EXERCISE REQUIREMENTS: Take every line of the material below that includes the string "only" and copy it out.

--- START ---

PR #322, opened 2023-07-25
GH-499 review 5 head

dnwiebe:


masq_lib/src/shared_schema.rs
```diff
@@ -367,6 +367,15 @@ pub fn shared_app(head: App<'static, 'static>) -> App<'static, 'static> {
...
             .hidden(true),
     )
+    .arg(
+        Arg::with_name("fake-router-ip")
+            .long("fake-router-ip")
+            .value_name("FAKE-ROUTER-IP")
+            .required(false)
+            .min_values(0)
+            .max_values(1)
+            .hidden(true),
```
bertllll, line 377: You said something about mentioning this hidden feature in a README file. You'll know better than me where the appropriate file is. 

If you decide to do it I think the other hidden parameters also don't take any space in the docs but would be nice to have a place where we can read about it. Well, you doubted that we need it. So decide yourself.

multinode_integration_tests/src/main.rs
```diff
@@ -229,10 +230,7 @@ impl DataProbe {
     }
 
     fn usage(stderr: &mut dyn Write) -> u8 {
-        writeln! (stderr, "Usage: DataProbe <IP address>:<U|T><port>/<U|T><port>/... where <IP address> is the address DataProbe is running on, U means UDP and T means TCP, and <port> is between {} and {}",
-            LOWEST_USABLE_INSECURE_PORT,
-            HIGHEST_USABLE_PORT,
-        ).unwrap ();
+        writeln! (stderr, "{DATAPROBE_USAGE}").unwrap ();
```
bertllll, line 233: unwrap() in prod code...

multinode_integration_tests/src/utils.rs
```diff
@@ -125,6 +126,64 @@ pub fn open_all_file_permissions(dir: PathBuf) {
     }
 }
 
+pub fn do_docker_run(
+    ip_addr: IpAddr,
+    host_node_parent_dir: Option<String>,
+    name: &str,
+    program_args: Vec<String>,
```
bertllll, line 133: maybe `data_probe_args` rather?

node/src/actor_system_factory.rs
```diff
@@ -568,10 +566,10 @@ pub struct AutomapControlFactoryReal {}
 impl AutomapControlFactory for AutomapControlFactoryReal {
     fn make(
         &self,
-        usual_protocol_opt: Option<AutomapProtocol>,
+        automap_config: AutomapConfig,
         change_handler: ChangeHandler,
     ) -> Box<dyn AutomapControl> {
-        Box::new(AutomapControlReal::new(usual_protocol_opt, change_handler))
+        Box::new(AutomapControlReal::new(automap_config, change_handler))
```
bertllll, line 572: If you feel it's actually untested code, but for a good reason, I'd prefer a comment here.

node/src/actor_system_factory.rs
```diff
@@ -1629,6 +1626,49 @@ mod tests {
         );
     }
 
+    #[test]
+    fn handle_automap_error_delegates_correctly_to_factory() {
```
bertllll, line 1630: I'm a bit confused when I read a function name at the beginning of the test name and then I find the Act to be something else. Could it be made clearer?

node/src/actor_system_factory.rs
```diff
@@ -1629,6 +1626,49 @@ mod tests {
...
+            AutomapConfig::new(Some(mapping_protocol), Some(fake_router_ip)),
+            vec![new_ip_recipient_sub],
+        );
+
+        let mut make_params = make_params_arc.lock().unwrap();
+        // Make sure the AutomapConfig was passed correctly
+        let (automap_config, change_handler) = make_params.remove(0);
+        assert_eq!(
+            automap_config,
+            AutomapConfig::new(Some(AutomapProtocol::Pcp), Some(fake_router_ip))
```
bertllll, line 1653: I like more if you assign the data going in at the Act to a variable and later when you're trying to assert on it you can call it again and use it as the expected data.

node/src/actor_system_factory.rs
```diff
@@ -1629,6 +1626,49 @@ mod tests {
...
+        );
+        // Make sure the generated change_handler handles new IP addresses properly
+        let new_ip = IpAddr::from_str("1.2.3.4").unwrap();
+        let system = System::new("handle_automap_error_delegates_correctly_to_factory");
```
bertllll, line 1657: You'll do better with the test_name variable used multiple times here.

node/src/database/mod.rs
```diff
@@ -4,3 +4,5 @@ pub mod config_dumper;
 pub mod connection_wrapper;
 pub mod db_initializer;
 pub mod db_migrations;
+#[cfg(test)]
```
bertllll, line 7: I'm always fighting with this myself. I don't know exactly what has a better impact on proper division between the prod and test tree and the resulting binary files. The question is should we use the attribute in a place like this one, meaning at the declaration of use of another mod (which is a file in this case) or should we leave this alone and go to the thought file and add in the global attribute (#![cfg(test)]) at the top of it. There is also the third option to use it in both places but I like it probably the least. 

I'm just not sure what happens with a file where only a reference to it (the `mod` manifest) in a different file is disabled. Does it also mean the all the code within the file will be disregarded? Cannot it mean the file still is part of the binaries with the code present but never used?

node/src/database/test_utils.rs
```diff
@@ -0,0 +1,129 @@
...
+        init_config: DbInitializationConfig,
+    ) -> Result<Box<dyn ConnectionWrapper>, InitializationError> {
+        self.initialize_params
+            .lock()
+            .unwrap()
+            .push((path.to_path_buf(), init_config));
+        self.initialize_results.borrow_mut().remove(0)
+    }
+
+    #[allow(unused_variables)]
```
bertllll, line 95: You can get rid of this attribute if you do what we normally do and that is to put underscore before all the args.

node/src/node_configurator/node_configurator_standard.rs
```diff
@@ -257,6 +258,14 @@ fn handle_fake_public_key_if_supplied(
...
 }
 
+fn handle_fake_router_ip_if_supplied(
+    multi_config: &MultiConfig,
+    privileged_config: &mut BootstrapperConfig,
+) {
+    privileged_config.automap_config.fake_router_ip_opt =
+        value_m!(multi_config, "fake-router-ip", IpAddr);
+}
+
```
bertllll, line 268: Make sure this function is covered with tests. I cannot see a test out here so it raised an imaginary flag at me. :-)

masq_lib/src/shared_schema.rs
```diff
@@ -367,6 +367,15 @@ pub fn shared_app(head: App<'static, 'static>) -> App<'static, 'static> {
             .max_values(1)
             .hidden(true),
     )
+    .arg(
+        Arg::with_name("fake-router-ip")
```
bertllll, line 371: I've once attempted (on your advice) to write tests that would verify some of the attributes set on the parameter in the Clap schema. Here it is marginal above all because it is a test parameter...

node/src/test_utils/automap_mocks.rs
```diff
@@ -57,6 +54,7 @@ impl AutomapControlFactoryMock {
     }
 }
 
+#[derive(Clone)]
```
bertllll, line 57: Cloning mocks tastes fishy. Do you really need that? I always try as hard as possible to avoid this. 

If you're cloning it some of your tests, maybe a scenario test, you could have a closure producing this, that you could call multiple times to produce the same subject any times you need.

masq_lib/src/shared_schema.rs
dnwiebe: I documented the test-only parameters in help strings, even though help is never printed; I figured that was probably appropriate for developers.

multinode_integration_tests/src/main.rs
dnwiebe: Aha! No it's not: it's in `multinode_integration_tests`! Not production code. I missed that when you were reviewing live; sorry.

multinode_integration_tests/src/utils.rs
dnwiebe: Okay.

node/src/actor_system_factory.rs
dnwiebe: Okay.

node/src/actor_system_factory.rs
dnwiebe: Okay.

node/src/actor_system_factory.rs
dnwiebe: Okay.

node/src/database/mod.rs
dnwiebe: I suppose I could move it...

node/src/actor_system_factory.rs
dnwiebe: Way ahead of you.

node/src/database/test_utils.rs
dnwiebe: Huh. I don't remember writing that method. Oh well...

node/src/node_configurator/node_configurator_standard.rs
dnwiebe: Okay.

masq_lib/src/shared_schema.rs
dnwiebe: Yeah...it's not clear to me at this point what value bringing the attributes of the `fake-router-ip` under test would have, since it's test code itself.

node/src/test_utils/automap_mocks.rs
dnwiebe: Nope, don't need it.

--- END ---

ANSWER SPACE:
I'm just not sure what happens with a file where only a reference to it (the `mod` manifest) in a different file is disabled. Does it also mean the all the code within the file will be disregarded? Cannot it mean the file still is part of the binaries with the code present but never used?
dnwiebe: I documented the test-only parameters in help strings, even though help is never printed; I figured that was probably appropriate for developers.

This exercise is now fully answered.